The KMP algorithm needs a prefix table to then know after a failure how many chars it can safely skip. The general idea of the prefix table is that it will tell you for a given pattern P, at a given position i with a char C, how many chars in common the suffix up to C has with the prefix of P:
int[] T = new int[P.length()];
int i = 0;
for (int j = 1; j < P.length(); ++j) {
if (P.charAt(j) == P.charAt(i)) {
i++;
} else {
i = 0;
}
T[j] = i;
}
This is what I came up with. I've looked around and the implementations always seem to be distinct. I've tried toying with a couple of examples (such as ABABACA) but both mine implementation and for instance this KMP prefix table seem to yield the same result.
Could anyone please tell me what is the logic mistake in my implementation and with what kind of inputs would this fail in producing a correct prefix table for the KMP algorithm?
Thanks
It is a characteristic of your algorithm that each entry in the table is either 0, or 1 more than the previous entry. So the challenge is to find a string where an entry in the table is less than the previous entry, but not 0.

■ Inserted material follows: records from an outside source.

PR #1109, opened 2021-06-09
Iodispatcher limit

patrickSpaceSurfer:
Change IODispatcher such that back pressure is put on the listen queue when the maximum active connection limit is reached

PR #7361, opened 2026-07-07
fix(core): signal restore cancellation promptly on shutdown

jovfer:
**Tandem:** [questdb/questdb-enterprise#1109](https://github.com/questdb/questdb-enterprise/pull/1109)

Small OSS pieces the tandem Enterprise PR builds its close/switch-race and demote data-safety
fixes on: a pre-join lifecycle cancel hook, a private-ownership materialized-view hydrate contract,
a non-creating WAL-suspension tracker lookup, and a genuine `LogCapture.assertOnlyOnce` (which
exposed a real double-logging bug on the way).

## Pre-join lifecycle cancel hook

`LifecycleOrchestrator.close()` bounded-joins the boot thread (30s budget) before the reverse-topo
stop loop, but restore cancellation was signalled only from a component's `stop()`, which runs
*inside* that later loop. A SIGTERM landing during a long point-in-time restore therefore burned
the whole join budget before the restore was even asked to unwind — on a pod with a 30-second
termination grace, the node was SIGKILLed mid-restore.

`close()` now runs a `preJoinCancelHook` (installed via `setPreJoinCancelHook`, mirroring the
existing `preStopHook` seam) after the executor drain and before the boot join, so the join budget
is spent unwinding the restore instead of waiting it out. The hook contract is a pure,
non-blocking cancel signal; resource teardown stays in `stop()`. The enterprise overlay installs
the restore-cancel signaller through this seam; `stop()` keeps a second-line signal for the case
where a restore starts after boot. A throwing hook is absorbed — logged, not propagated — at both
the pre-join and pre-stop sites, so a misbehaving hook cannot abort the shutdown it was installed
to accelerate: the reverse-topo stop loop still runs either way.

## Private-ownership materialized-view hydration

`hydrateMatViewStateStore` now takes the target `MatViewStateStore` as a parameter (the no-arg
method stays as a delegator, hydrating the installed field). This is the OSS half of the
enterprise private-ownership promote: the caller hydrates a private, not-yet-installed store and
publishes it into the engine only after hydration completes and a closing check passes, so an
expired close rendezvous can never free the store a hydration loop is still writing into. Two
`isClosing()` aborts guard the load: one at entry, before the loop's first read of engine state
(`getTableTokens`), and one inside the per-token loop, so a close landing mid-walk aborts promptly
without waiting for the whole view set to load. Both are load-bearing rather than belt-and-braces:
the entry check is the only one that can fire before any per-token iteration exists, and the
per-token poll is the only thing that catches a close landing strictly between two views. The
target-taking overload throws an explicit `NullPointerException` on a null target, chosen over
letting the per-view `catch (Throwable)` further down silently swallow it.

`MatViewStateStoreImpl.close()` is now idempotent across sequential closes. It used to free every
`MatViewState` in `stateByTableDirName` and leave the map populated — the clearing lived only in
the `@TestOnly clear()` helper — so a second, later `close()` call (e.g. a promote unwind freeing a
never-installed private store, followed by engine teardown freeing whatever ended up installed)
walked the same entries again and double-freed them. `close()` now clears the map after the free
loop. This covers sequential closes only; the method is not synchronized, so a genuinely concurrent
double-close is still out of contract.

## Non-creating suspension-tracker lookup

`TableSequencerAPI.getTxnTrackerIfExists(TableToken)` returns an already-installed tracker without
allocating/installing one on a miss (unlike the existing `getTxnTracker`), for hot read paths — a
metrics scrape being the motivating one — where "no tracker yet" simply means "never suspended".
`CairoEngine.isWalApplySuspended(TableToken, SeqTxnTracker)` takes an already-resolved tracker so a
caller holding one from the accessor above doesn't pay for a second lookup; `null` means "no
tracker installed", which cannot be hard-suspended by construction, so only the config-list
suspension check still applies. The enterprise tandem PR uses this pair to hoist a tracker lookup
out of its own per-table demote-audit scrape loop.

## A genuine `LogCapture.assertOnlyOnce`, and the bug it had been hiding

`LogCapture.assertOnlyOnce(String regex)` was checking `matcher.groupCount() == 0` after a single
`find()` — `groupCount()` is the *regex's own capture-group count*, a static property of the
pattern, not a count of matches. For any regex with no capturing groups (the common case), this
assertion always passed regardless of how many times the message actually appeared in the log; the
method never detected a genuine duplicate. It's fixed to call `find()` twice and assert the second
call returns `false`. `LogCapture.waitFor` also gained a `(value, timeoutMs)` overload with an
injectable clock/sleeper for deterministic test control over the wait boundary.

`waitForRegex` carried a boundary defect of the same family: its loop exited once elapsed time
reached the budget, but it only threw once elapsed time *exceeded* it, so a wait that timed out
exactly on the deadline returned silently and read as a successful match. `SqlLoggingTest` — the
suite the completion-logging fix below targets — is one of its callers. It now shares `waitFor`'s
shape (deadline checked before the sleep, `>=` treated as timed out) and the injectable clock.

Making the assertion real immediately exposed a genuine production bug it had been silently
missing: every `CREATE TABLE` (and system-table creation at boot) was logging two `fin` completion
records — one premature, sentinel-id (`id=-1`) record from `SqlCompilerImpl.compileInner()`'s
generic post-executor log firing even though the `CREATE`-keyword executor had bailed out and left
`compiledQuery` at `CompiledQuery.NONE` (the existing signal that the statement still needed to
fall through to the model-compile-and-execute path), and one correct, real-registry-id record from
the actual execution site. The fix gates the generic log on
`compiledQuery.getType() != CompiledQuery.NONE` — the same condition the fall-through check 15
lines below already uses to decide whether to fall back to model compilation — so the premature
record is suppressed and the real one survives untouched, carrying a real registry id rather than
the old `-1` sentinel. (The Enterprise tandem PR's `COPY` handling has the identical fall-through
shape and picks up an equivalent fix automatically, since both share the same guarded call site.)

**One consequence is a deliberate behavior change, not just de-duplication:** completion logging
for these statements now belongs entirely to the execution site, so a `CREATE` that is compiled
but never executed — the compile hands back an `Operation` the caller then discards — emits no
completion record at all, where before it emitted the premature `id=-1` one. That record was
always wrong (it announced the completion of something that had not run), but anyone counting
`fin` records per compiled `CREATE` will see the count drop rather than merely deduplicate.

**A bug this PR itself introduced, found while root-causing an unrelated tandem-PR test failure, is
fixed here.** `CairoEngine.loadMatViewIntoStore`'s "no persisted state" branch (a materialized view
that has never refreshed) enqueued its initial kickstart refresh on the engine's own
`matViewStateStore` field instead of the method's `target` parameter — during a promote-hydration
rehydrate those are different objects, so the kickstart was silently scheduled on a store that
never gets installed and the view never converged.

It is worth being precise about where this came from, because it is not a `master` bug. On
`master`, `loadMatViewIntoStore` takes no `target` parameter at all: the engine's
`matViewStateStore` field *is* the hydration target there, so every call in the method is correct
by construction. This PR is what introduces the parameter and the private-ownership contract that
goes with it, converting every site that existed at the time. The kickstart in the "no persisted
state" branch was added independently and later, by the live-views work, written — correctly for
its own tree — against the field. Merging that upstream work into this branch is what put a
field-based call inside a method that now hydrates into a caller-supplied store. Neither change is
wrong on its own; the combination is.

**This makes the refactor fragile against future merges, and reviewers should treat it that way:**
any upstream commit that adds a `matViewStateStore` use inside `loadMatViewIntoStore` will silently
re-break the target-ownership contract in exactly this way, and the resulting bug is invisible
outside a promote-hydration rehydrate — the view simply never converges, with nothing logged.
`MatViewHydrateTargetTest#neverRefreshedViewKickstartsOnDistinctTarget` is the standing guard
against that recurrence. The fix itself points the call at `target`, mirroring the already-correct
sibling 31 lines below.

## Tests

One note on approach rather than a tally; CI is the evidence that the suite passes. The lifecycle
and hydration coverage here is deterministic rather than timing-based — waits park on an explicit
state seam (a cancel flag, a drain-boundary latch, a closing flag) and are released by the test,
replacing fixed sleeps — and the boundary fixes in `LogCapture` are pinned in both directions, so
an exact-deadline timeout throws while an already-matching regex still returns.

## Diff size

18 files changed, +1142/−90.


jovfer:
# Review: PR #1109 (ENT) + #7361 (OSS) — L3 tandem (r202)

**Level 3, tandem mode.** Heads: ENT `52f9dc662` / OSS `ec22eba8e6`.

This PR was reviewed from scratch earlier the same day; the only production change since is the fix wave `a809b0306` (the accepted fixes from that round) plus a test-trim. I ran a 5-agent adversarial fleet (Rust, Java+tandem, concurrency, test-trim, fresh-context) and verified every finding against source. **12 findings verified, 2 dropped as false positives.**

**Submodule provenance:** `questdb` (OSS `b06dd711 → ec22eba8e6`) = OFF-DEFAULT → in scope (the tandem half); `java-questdb-client` = no pointer move → out of scope.

## Headline result

**The close-protocol redesign is sound, and the earlier close-window Critical backlog is refuted.** Prior rounds found a cluster of `close()`-chokepoint Criticals plus Rust dirty-latch / lifetime-fence Criticals. This PR **added and then removed** that entire machinery (`555228e1b` / `fbbde860b`), so the Rust teardown surface is now byte-for-byte the merge base, and the Java `close()` uses a two-sided admission counter + 7 fence spans — all verified enter-outside-try / finally-exit, with `closing` published before the counter read and the bounded 5 s wait before every free. REPLICA heal tail, ACL spans, resync entry, and `quiesceMatViewRefresh` are all correctly wrapped. Two-sided admission is a correct Dekker pair; `preJoinCancelHook` is non-blocking + race-safe; the private-store hydrate has no UAF.

**CI at HEAD (fresh build): green on all test jobs** (lifecycle/acl/other, replication S3·GCS·NFS·Azure·S3Mock, e2e, Rust-lint). `windows-amd64-lifecycle` still building. The only fail is `check_oss_submodule (oss is mergeable)` = OSS master advanced past the PR's pin — merge mechanics, out of scope (resolves via master-merge + pin bump at merge).

## Critical

**None.**

## Moderate (worth addressing — none block)

**M1 — Phantom demote blocker on a transient `startupTable` `-1`** *(in-diff)*
`WalUploader.triggerUploadMissed` seeds `notified` unconditionally (`lastTxn`) but `uploaded` only when `startupTableNative >= 0`; the Rust `TxnLogReader::open` failure arm returns a silent `-1` → permanent gap → `RoleSwitchUploadDrainIncompleteException` → node read-only + UNKNOWN, undemotable until heal→PRIMARY+restart. This is the already-adjudicated deferral from the prior round (quick fix rejected — trades fail-closed safety / boot availability; needs a designed fix; B1 was shipped to make it diagnosable). It is the fail-*safe* direction (refuse, don't lose data) and recoverable. Reported so it stays tracked. Suggested designed fix: a distinct "seed-unavailable" sentinel (e.g. `i64::MIN`) so Java skips the `notified` seed rather than manufacturing a backlog.

**M2 — `BackupManager.close()` acquires its write lock unbounded, behind a promote's uploader `create()`** *(in-diff, incomplete-hardening)*
`BackupManager.java:442` `writeLock.lock()` is untimed while the WalUploader ctor holds the read side across the whole native `create()` (object-store retry loop). Confirmed by two agents. The hazard is honestly documented at `:405-424`. Base was **worse** for the same trigger (lock-free `getPtr()` = a UAF), so this PR improved safety; the residual is a documented, shutdown-only stall that leaks OS-reclaimable resources → possible SIGKILL mid-teardown against a slow store. Optional: `writeLock.tryLock(budget)` → the leak-don't-free fallback `close()` already uses, matching every other teardown wait in the PR.

**M3 — Three observability coverage gaps on fix-wave behaviors** *(in-diff)*
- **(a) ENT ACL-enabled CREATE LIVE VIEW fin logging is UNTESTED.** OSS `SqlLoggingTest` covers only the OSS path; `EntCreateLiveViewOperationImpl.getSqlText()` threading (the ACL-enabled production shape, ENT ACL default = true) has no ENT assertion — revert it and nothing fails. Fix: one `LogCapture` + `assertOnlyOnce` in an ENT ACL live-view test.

One such string is "ABACABABC" (which comes from this wikipedia article).
The prefix tables are
{0,0,1,0,1,2,3,2,0} from the linked answer
{0,0,1,0,1,2,3,0,0} your proposed code
^------different here
The entries of interest are the 3 followed by a 2.
Consider what happens when 7 characters match. The input string looks like
ABACABA?
where the ? is the character that didn't match, so the ? is not a B. The ABA? could be a match for ABAC, so the prefix length is 3.
Now consider what happens when 8 characters match:
ABACABAB?
where the ? is not a C. In this case AB? could match ABA, so the prefix length is 2.
This demonstrates that the prefix table could have an entry that is less than the previous entry, but not 0.